East Bali


East Bali is a large region that has a wide range of topography, from black sand beaches to lush forests and gravel plains. On its south coast is the popular resort of Candidasa and in the far East is Amed, a charming coastal town. It is also home to the majestic Mount Agung, Bali’s highest volcano, and on its slopes is Pura Besakih (Besakih Temple), the island’s holiest temple.

Pura Besakih is considered by the Hindu Balinese to be their mother temple. This is the single most important temple on the whole of Bali. The temple complex consists of more than 20 separate temples and numerous other smaller shrines, spread out over three kilometers. Each temple has a specific purpose – for the worship of a particular god, for the use of the people from a certain region of Bali or for the use of a specific Balinese caste. The only way to move around the temples of Besakih is on foot and there are some quite steep climbs as the complex gradually rises up the slopes of Mount Agung.

Mount Agung, at a height of 3,142m, is Bali’s highest mountain. It is of great spiritual significance to the Balinese who regard it as a fragment of mythical Mount Meru and as the seat of the gods. At its foothills are terraced rice fields. Trekking around the foothills or up to the top of Mount Agung is a popular activity

This is a laidback part of East Bali and a great place for a relaxing holiday. The black sand beaches are narrow and tend to disappear at high tide. It is popular with divers and snorkelers, as well as for holiday makers who want a quiet holiday away from the noisier resorts such as Kuta. As Candidasa is within close proximity to some cultural treasures, such as Pura Besakih, it serves as a base to explore these attractions and eastern Bali. It has a number of exclusive hotels, losmen (hostels) and fine restaurants.


Pantai Labuan Amuk
Bali Aga
Amed Beach

Pantai Labuan Amuk (Amuk Bay)
This is a quiet and little visited black sand beach west of Candidasa proper. Despite being situated near the Pertamina oil terminal it has a clean beach in a pretty bay and its waters have beautiful corals which make it perfect for snorkeling. There are many other small coves and bays to explore in this area.

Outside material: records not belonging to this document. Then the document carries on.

PR #745, opened 2018-07-10
WebView.onMessage receives additional props which are not defined in Types.WebViewMessageEvent

a-tarasyuk:


src/native-common/WebView.tsx
```diff
@@ -1,19 +1,18 @@
...
+ * Licensed under the MIT license.
+ *
+ * A control that allows the display of an independent web page.
+ */
+
 import React = require('react');
 import RN = require('react-native');
 
-import RX = require('../common/Interfaces');
+import * as Types from '../common/Types';
```
erictraut: For consistency, we should always use "RX.Types" rather than importing "Types" separately. This file uses a mixture of the two currently.

a-tarasyuk: @erictraut Thanks, I've checked https://github.com/Microsoft/reactxp/blob/master/src/common/Interfaces.ts#L18 and you are right this file contains re-export of Types. 

Also, there are a lot of files which containt RX and Types, for instance https://github.com/Microsoft/reactxp/blob/40ef7634b5886672a4edd059218b51bd579f7c23/src/web/Input.ts, https://github.com/Microsoft/reactxp/blob/1ccb82370df0b701a9e8eb8b735b2c5ee3cc4cb9/src/native-common/Alert.ts, https://github.com/Microsoft/reactxp/blob/b51c6d101f652c39e72210f1cdae5dee66fb5a72/src/native-common/Platform.ts. Should these files be changed to use only one RX import?

erictraut: If they're importing common/Types, they yes, ideally they should be using RX.Types instead. It's not a big deal, but if you happen to be changing a file anyway...

Issue #747, opened 2018-07-10
VirtualListView should pass testId through to RX.ScrollView


luisnaranjo733:
@erictraut Added support for the RN testID prop a few weeks ago on all of the XP views.

It looks like the VirtualListView got missed in that PR. Notice how the VLV doesn't pass the testId prop to the RX.Scrollview [here](https://github.com/Microsoft/reactxp/blob/master/extensions/virtuallistview/src/VirtualListView.tsx#L1142).

- [Example](https://imgur.com/caJL1WO) that renders RX.View and VirtualListView and tries to pass testId to each
- [Image](https://imgur.com/R2uWAkl) of what that code sample looks like when rendered
- XCode layout inspector [screenshot](https://imgur.com/b7x0JHd) that shows that the testId was successfully passed to the native view from RX.Text
- XCode layout inspector [screenshot](https://imgur.com/cZyoZY9) that shows that the testId was _not_ successfully passed to the native view from VirtualListView

luisnaranjo733:
By the way, I haven't checked any of the other extensions to see if they were also missed. I imagine they are also not passing this prop through yet.

erictraut:
Yeah, I didn't make this change to any of the extensions. Should be easy to add if someone wants to submit a PR. Or I can do it when I publish the next release.

luisnaranjo733:
Cool. Thanks!

PR #748, opened 2018-07-10
Pass testId from VirtualListView to ScrollView

luisnaranjo733:
I believe this will *almost* fix issue #747.

It seemed like a small change, so I figured I'd go ahead and make a PR myself.

I tested by building the root xp project and the extension, and then dropping the transpiled files from the extensions dir in dist/ into the vlv package in my project's node_modules.

 ~~I used XCode's layout inspector to confirm that the testId is being propagated from XP to RN to Native.~~
What I saw was the testId being propagated correctly when I use RX.ScrollView directly, *not* when I use VirtualListView. It looks like this change either isn't enough, or I'm going about testing this wrong.

### DIFF
--- a/extensions/virtuallistview/src/VirtualListView.tsx
+++ b/extensions/virtuallistview/src/VirtualListView.tsx
@@ -1141,6 +1141,7 @@ export class VirtualListView<ItemInfo extends VirtualListViewItemInfo>
         return (
             <RX.ScrollView
                 ref={ _scrollViewRef }
+                testId={this.props.testId}
                 onLayout={ this._onLayoutContainer }
                 onScroll={ this._onScroll }
                 keyboardDismissMode={ this.props.keyboardDismissMode }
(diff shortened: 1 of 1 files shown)


luisnaranjo733:
Hmm actually I was wrong when I thought this fix was enough.

Consider the following:
```
        <RX.View style={styles.scrollViewContainer}>
          <RX.ScrollView style={styles.scrollView1} snapToInterval={50} scrollsToTop={true} testId={"xpscrollviewtestid"}>
            <RX.View style={styles.listContainer}>{numberItems}</RX.View>
          </RX.ScrollView>
        </RX.View>

        <VirtualListView
          testId={"vlvTestId"}
          itemList={this.state.items}
          renderItem={this._renderItem}
          animateChanges={true}
          skipRenderIfItemUnchanged={true}
        />
```

When I inspect this rendered code in XCode, I can see "xpscrollviewtestid" in the native RCTScrollView, indicating that testId was succesfully passed to RN.

However, I do not see "vlvTestId" in the RCTScrollView from VirtualizedListView. I wonder if manually copying the transpiled files into my node_modules/reactxp-virtuallistview/dist/ folder is not enough to get the changes to take into effect. 

Or am I missing something? Is there something else that needs to happen in addition to this code change?

erictraut:
Thanks for the change. The documentation also needs to be updated, but I can handle that separately.

PR #749, opened 2018-07-11
Set size attribute of input HTML element to 1.

MiguelCa-MSFT:
The input HTML element has size 20 by default. This means that it has to allocate at least 20 characters, which makes the input to have a minimum width that can fit those characters (the final minimum width in pixels depends on the browser and the font. More info: https://developer.mozilla.org/en-US/docs/Web/HTML/Element/Input). This behavior differs from mobile implementation that doesn't have a minimum width by default.

Since size attribute has to be greater than 0, setting it to 1 is the closest we can get to have same behavior across platforms.


MiguelCa-MSFT:
Here there is an example of the behavior we are trying to fix with this change:
https://codepen.io/anon/pen/vaYQJw?editors=1100

PR #752, opened 2018-07-16
s#1528727 Accessibility fix for Clipboard

krbartov:


krbartov:
My changes resolves Accessibility bug, which was causing focus loss after copying text using textarea.

src/web/Clipboard.ts
```diff
@@ -15,7 +16,7 @@ export class Clipboard extends RX.Clipboard {
         let node = Clipboard._createInvisibleNode();
         // Replace carriage return /r with /r/n, so that pasting outside browser environment
         // (eg in a native app) preserves this new line
-        text = text.replace(/\r/g, '\r\n');
+        text = _.escape(text).replace(/\r/g, '<br/>');
```
mshoho: That regexp is not sufficient for all platforms. Perhaps it should be something like `/\n\r|\r\n|\n|\r/g`. Also the comment above it is obsolete after this change.

src/web/Clipboard.ts
```diff
@@ -6,6 +6,7 @@
 *
 * Web-specific implementation of the cross-platform Clipboard abstraction.
 */
+import _ = require('lodash');
```
a-tarasyuk: You can add `escape` to **lodashMini** _(src/common/lodashMini.ts)_ and import it from **lodashMini** instead of import entire **lodash**., or import only `escape`, like so

```typesscript
import escape = require('lodash/escape')
```
or 
```typesscript
import { escape } from 'common/lodashMini';
```

src/web/Clipboard.ts
```diff
@@ -54,12 +55,12 @@ export class Clipboard extends RX.Clipboard {
         return node;
     }
 
-    private static _copyNode(node: HTMLTextAreaElement) {
+    private static _copyNode(node: HTMLSpanElement) {
         const selection = getSelection();
+        var range = document.createRange();
```
RamyaSenk: You will have to remove selection before creating new one.. 

const selection = getSelection();
selection.removeAllRanges();

const range = document.createRange();
range.selectNodeContents(node);
selection.addRange(range);

document.execCommand('copy');
selection.removeAllRanges();

src/web/Clipboard.ts
krbartov: Thanks for your comment, Marat. 
I have updated the regexp so it works for all three cases (cr, lf, and crlf). Haven't heard of lfcr, so I did not added this case.

mshoho: Well, theoretically: https://en.wikipedia.org/wiki/Newline. Anyway yours should work for our platforms.

src/web/Clipboard.ts
krbartov: Thanks for your comment. I have updated PR accordingly.

src/web/Clipboard.ts
```diff
@@ -6,16 +6,17 @@
...
 import SyncTasks = require('synctasks');
 
 export class Clipboard extends RX.Clipboard {
     public setText(text: string) {
         let node = Clipboard._createInvisibleNode();
-        // Replace carriage return /r with /r/n, so that pasting outside browser environment
+        // Replace carriage returns or newlines with br, so that pasting outside browser environment
         // (eg in a native app) preserves this new line
-        text = text.replace(/\r/g, '\r\n');
+        text = escape(text).replace(/\r\n?|\n/g, '<br />');
```
catalinmiron: isn't `/\r\n?|\n/g` equal with `/\r|\n/g`?

krbartov: I am not regexp expert, but IMO it is not. I think that /\r|\n/g won't cover CLRF case, but CL or RF separately.

catalinmiron: Totally agree. Already talked with @mshoho.

PR #760, opened 2018-07-23
Use semver in reactxp dependencies

berickson1:
This prevents consumers from accidentally importing and bundling two versions of the same library

For example, if I have version 1.0.0 in reactxp and 1.0.1 in my app, I would bundle both versions.  If reactxp has semver, it allows 1.0.1 to be bundled once since it's compatible with the referenced version in reactxp

### DIFF
--- a/package.json
+++ b/package.json
@@ -9,10 +9,10 @@
     "tslint": "tslint --project tsconfig.json -r tslint.json -r ./node_modules/tslint-microsoft-contrib --fix || true"
   },
   "dependencies": {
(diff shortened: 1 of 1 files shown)


berickson1:
I believe most people go with that approach. Otherwise RX prevents consumers from choosing/locking to specific versions of packages. I actually ran into a problem with this in the client repo

berickson1:
Ok, updated. I'll leave the @types modules in place since I'm not sure what the impact (if any) will be to move them to dev deps

PR #761, opened 2018-07-26
Update usages of findDOMNode to indicate that it returns null

berickson1:
Fix a bug in web animations that results in a crash due to this


src/web/Animated.tsx
```diff
@@ -395,14 +395,20 @@ function createAnimatedComponent<PropsType extends Types.CommonProps>(Component:
 
             let attrib = this._findAnimatedAttributeByValue(this._animatedAttributes, valueObject);
             if (attrib) {
-                let cssValue = this._generateCssAttributeValue(attrib, valueObject, valueObject._getValue());
-                (this._getDomNode().style as any)[attrib] = cssValue;
+                const domNode = this._getDomNode();
+                if (domNode) {
```
berickson1: The crash I fixed is due to missing null check here

PR #776, opened 2018-08-14
Brent pointed out a problem in my last change, where first-runs of no…

deregtd:
…n-cached images would throw an error as well as a load.  Reworked it to only show the img tag when the blob url is loaded, if there's an onload prop.

### DIFF
--- a/src/web/Image.tsx
+++ b/src/web/Image.tsx
@@ -229,10 +229,12 @@ export class Image extends React.Component<Types.ImageProps, ImageState> {
         // Only make the xhr request if headers are specified and there was no cache hit.
         const performXhrRequest = !!props.headers && !cachedXhrBlobUrl;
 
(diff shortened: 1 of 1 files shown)


src/web/Image.tsx
```diff
@@ -250,14 +252,15 @@ export class Image extends React.Component<Types.ImageProps, ImageState> {
             return;
         }
 
-        this.setState({
-            displayUrl: URL.createObjectURL(blob)
-        });
-
         // Save the newly fetched xhr blob url in the cache.
         XhrBlobUrlCache.insert(this.props.source, this.state.displayUrl);
```
berickson1: I think this change breaks the XhrBlobUrlCache. I suspect the cache was relying on synchronous setStates, but at this point in code this.state.displayUrl will be undefined.  I think you need to create the objectURL above , stuff it into cache then call setState

It's also possible that the cache behaviour is already busted in some cases

PR #779, opened 2018-08-17
Use localhost:8080 so /etc/hosts changes are unnecessary

mikehardy:
I really appreciate the examples, but it's best to run things like this on localhost:8080 so no privileged access (edits to /etc/hosts) is required under normal development conditions


erictraut:
Yes, that's a good suggestion. The example I derived this from required the use of an SSL cert, and the instructions provided a way to create a self-signed cert. When I removed this requirement, I should have also switched to localhost. Thanks for the contribution.

PR #780, opened 2018-08-17
Expose the 'collapsable' prop on View

Fitzpasd:
Android removes View instances as a performance optimization in some scenarios, e.g. if they are only used for layout and don't draw anything.  If you have code that wants to get accurate layout information for one of those instances, then it requires setting that property to false.

The code already passes all props down, so this change just exposes it in the types and docs.

### DIFF
--- a/docs/docs/components/view.md
+++ b/docs/docs/components/view.md
@@ -50,6 +50,10 @@ ariaRoleDescription?: string = undefined; // Web only
 // Block touches for this component and all of its children
 blockPointerEvents: boolean = false; // iOS and Android only
 
+// Set to false to prevent the optimization that may cause this 
+// view to be removed from the hierarchy if it doesn't draw anything.
+collapsable: boolean = true; // Android only
+
 // Disable default opacity animation on touch on views that have
 // onPress handlers
 disableTouchOpacityAnimation: boolean = false;  // iOS and Android only
--- a/src/common/Types.ts
+++ b/src/common/Types.ts
@@ -618,6 +618,7 @@ export interface ViewPropsShared extends CommonProps, CommonAccessibilityProps {
     blockPointerEvents?: boolean; // Native-only prop for disabling touches on self and all child views
     shouldRasterizeIOS?: boolean; // iOS-only prop, if view should be rendered as a bitmap before compositing
     viewLayerTypeAndroid?: ViewLayerType; // Android only property
+    collapsable?: boolean; // Android only prop
 
     restrictFocusWithin?: boolean; // Web-only, during the keyboard navigation, the focus will not go outside this view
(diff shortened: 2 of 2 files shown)


docs/docs/components/view.md
```diff
@@ -50,6 +50,10 @@ ariaRoleDescription?: string = undefined; // Web only
 // Block touches for this component and all of its children
 blockPointerEvents: boolean = false; // iOS and Android only
 
+// Set to false to prevent the optimization that may cause this 
+// view to be removed from the hierarchy if it doesn't draw anything.
+collapsable: boolean = true; // Android only
```
hnager: @reseul you may have some thoughts on exposing this (or maybe not, but I know we've talked about this prop in the past)

erictraut:
I'd prefer not to expose this in ReactXP. It's specific to a single platform, and it's a hack to begin with.  

Can you provide a scenario where it's necessary to expose those? It seems to me that collapsibility should be an internal implementation detail — something that callers should not depend upon or care about. Are there bugs in the implementation that force you to override it in some circumstances?

hnager:
The primary scenario, that we’ve run in to, is dealing with refs that have their associated views optimized out. Passing that ref to something like measureLayoutRelativeToWindow is problematic because there is no view that maps to the ref. There are (hack) workarounds that you can apply to prevent those views from getting optimized out. Personally I think that RX should do a better job at figuring out when views should stick around vs exposing this prop. There may also be cases where an overflow: hidden view is optimized out which can cause child views to be visibile when they would otherwise be clipped by the parent.

Fitzpasd:
I have some alternatives, so I'm fine with not exposing this if people have already thought this through.

I'm writing a component that wraps any other component and at some point will measure itself relative to the window.  Measuring a collapsed component returns undefined. 

On Android, the component itself will be collapsed since it doesn't draw anything, and it's also possible that the root child component will be collapsed.  So I need to prevent one of them being collapsed.  I could:
1. Expose the prop in RXP 
2. Add an `onLayout` prop to the View, which also prevents it being collapse. 
3. Use `cloneElement` to clone the child and set the collapsable prop on it.  This is probably what I'll do if we don't want to take this change.

erictraut:
These all sound like workarounds for what I'd argue is a bug in RN. If a ref is specified, then it's not safe for RN's implementation to remove it. I recommend filing a bug against RN — or better yet, submitting a PR that addresses it — rather than providing a hacky workaround at the RX layer. 

If you really need to use a workaround, onLayout is already exposed.

reseul:
@Fitzpasd Transparent background...

erictraut:
Yeah, transparent background is another good workaround.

Pasir Putih (White Sand Beach)
Located five kilometers north of Candidasa this white sand beach is one of East Bali’s well-kept secrets. Stretching for about 500 meters the beach is isolated with a few warungs (small shops) that rent sun-beds and umbrellas.

Bali Aga at Tenganan
This is the place to be for a unique cultural experience. Located about four kilometers from Candidasa this is the most famous Bali Aga village where the Bali Aga (meaning the Original Balinese) people live. This community still retains the ancient pre-Majapahit Balinese culture and maintains a strict adherence to ancestor worship, cosmology and other animist beliefs, as well as a rigid social organization. Villagers must live inside the village, marry from within and the village is closed to outsiders after dark. The dialect of Balinese spoken here is heard nowhere else and differs substantially from even the other Bali Aga community in Trunyan. Tenganan is also famous for its
double weave ikat fabric called Geringsing and also produces the best basketwork in Indonesia.

This area is a long coastal strip of fishing villages in East Bali that includes Amed, Jemeluk, Bunutan, Lipah, Selang, Banyuning and Aas. The area is famous for its black volcanic sand beaches, often lined with traditional outrigger fishing boats. The pace of life in Amed is slow and, combined with its stunning scenery; this is the perfect place for a relaxed holiday in Bali. It is a popular getaway for expatriates from other parts of the island, a favorite honeymoon destination and a favourite haunt for divers and snorkelers. The village is a popular base for visitors who want to dive the USS Liberty wreck at Tulamben. There are numerous hotels, restaurants, dive operators and other facilities to serve visitors.